Pfr. Martin Dubberke

Simon Petrus

Hat Sie schon mal jemand, verraten? Ich meine: So richtig verraten. Jemand, dem Sie total und vollkommen und absolut vertraut haben?

Können Sie sich noch daran erinnern, wie Sie sich damals gefühlt haben? Spüren Sie noch die Enttäuschung? Die Wut? Die Leere in Ihnen? Erinnern Sie sich noch an die Fragen, die sie sich damals gestellt haben? Und wie ist das mit den Verwünschungen und Verfluchungen, die Sie ausgesprochen haben? Was haben Sie dem anderen alles auf die Pelle gewünscht? Wo sind Sie damals mit Ihrem Ärger, Ihrer Wut und Enttäuschung hin? Und vor allem: Konnten Sie dem anderen verzeihen? 

Ich habe einmal zum Ende meines Studiums so eine Situation erlebt, als ich feststellte, dass mich meine damalige Freundin mit einem anderen Mann betrog. Wir wollten heiraten, eine Familie gründen, gemeinsam alt werden. Und trotzdem: Sie verriet mich, unsere Pläne, die wir geschmiedet hatten. Alles, was wir gemeinsam wollten, war mit einem Mal in Frage gestellt. Es war, als zöge mir jemand den Boden unter meinen Füßen weg. Ich empfand Wut gegenüber dem anderen Mann, der sich zwischen uns drängte. Ich war verzweifelt, am Boden zerstört. Ich war enttäuscht über meine Freundin. Es war eine Enttäuschung, die sich wie ein Hieb in meinen Magen anfühlte. Wo eben noch Schmetterlinge flogen, war ein Vakuum.
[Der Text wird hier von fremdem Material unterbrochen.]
PR #2737, opened 2023-05-24
[Maps] Add support for zip codes

juliawu:
This PR:
* Adds support for selecting zip codes (ZCTAs) as a place type in the map tool
* Allows for map tiles to use ZCTAs as an enclosed place type
* Allows for map tiles to use cities as an enclosed place type.

Sample map tool screenshots:
Screenshot 2023-05-24 at 10 30 20 AM
Screenshot 2023-05-24 at 10 30 51 AM

Sample map tiles:
Screenshot 2023-05-24 at 11 11 01 AM

Screenshot 2023-05-24 at 11 12 00 AM

Note that ZCTAs and cities currently render poorly -- borders and some rescaling would improve readability. These improvements will come in future PRs.

Testing:
Confirmed these changes don't break the NL interface, place pages, disaster dashboard, and sustainability explorer.

### DIFF
--- a/server/routes/shared_api/choropleth.py
+++ b/server/routes/shared_api/choropleth.py
@@ -72,6 +72,8 @@ CHOROPLETH_GEOJSON_PROPERTY_MAP = {
     "EurostatNUTS2": "geoJsonCoordinatesDP2",
     "EurostatNUTS3": "geoJsonCoordinatesDP1",
     "IPCCPlace_50": "geoJsonCoordinates",
+    "City": "geoJsonCoordinates",
+    "CensusBlockGroup": "geoJsonCoordinates",
     "CensusTract": "geoJsonCoordinates",
     "CensusZipCodeTabulationArea": "geoJsonCoordinates",
 }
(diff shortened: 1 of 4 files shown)


juliawu:
Tagging @pradh for visibility.

chejennifer (approved):
nice

server/routes/shared_api/choropleth.py
```diff
@@ -72,6 +72,8 @@
     "EurostatNUTS2": "geoJsonCoordinatesDP2",
     "EurostatNUTS3": "geoJsonCoordinatesDP1",
     "IPCCPlace_50": "geoJsonCoordinates",
+    "City": "geoJsonCoordinates",
```
pradh, line 75: Are we sure we want this not DP1/DP2?

pradh (approved):
Nice!

server/routes/shared_api/choropleth.py
juliawu: Based on a quick BQ search, it looks like there are some cities that don't have a DP geojsons available. I can add logic to select D1/DP2 if available in a future PR?

pradh: We might need to compute it then.

dwnoble (approved):
Thanks Julia!

One thing to look at in the future: the border is too large when hovering over small geos, and the area gets obstructed:

See: fl-sm-geo

Vs: fl-med-geo

juliawu:
> One thing to look at in the future: the border is too large when hovering over small geos, and the area gets obstructed:

Thanks for flagging! I'll merge this for now, but fix the border sizing issues in a followup PR.

shifucun (approved):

Konnte ich nach dem Verrat noch vertrauen? Gab es noch eine gemeinsame Basis? War das noch das Fundament, auf dem man ein gemeinsames Leben aufbauen konnte, auf dem noch Zukunft möglich war – oder war auch das Fundament pulverisiert?

Kennen Sie das Gefühl? Haben Sie sich vielleicht schon mal die Frage gestellt, ob auch Jesus dieses Gefühl gekannt haben könnte? Jesus war auch verraten worden. Und er war nicht einfach nur von irgendjemandem verraten worden, sondern von dem Mann, der der Fels sein sollte, zu dem Jesus gesagt hat:

Du bist Petrus, und auf diesen Felsen will ich meine Gemeinde bauen, und die Pforten der Hölle sollen sie nicht überwältigen. (Matthäus 16, 18)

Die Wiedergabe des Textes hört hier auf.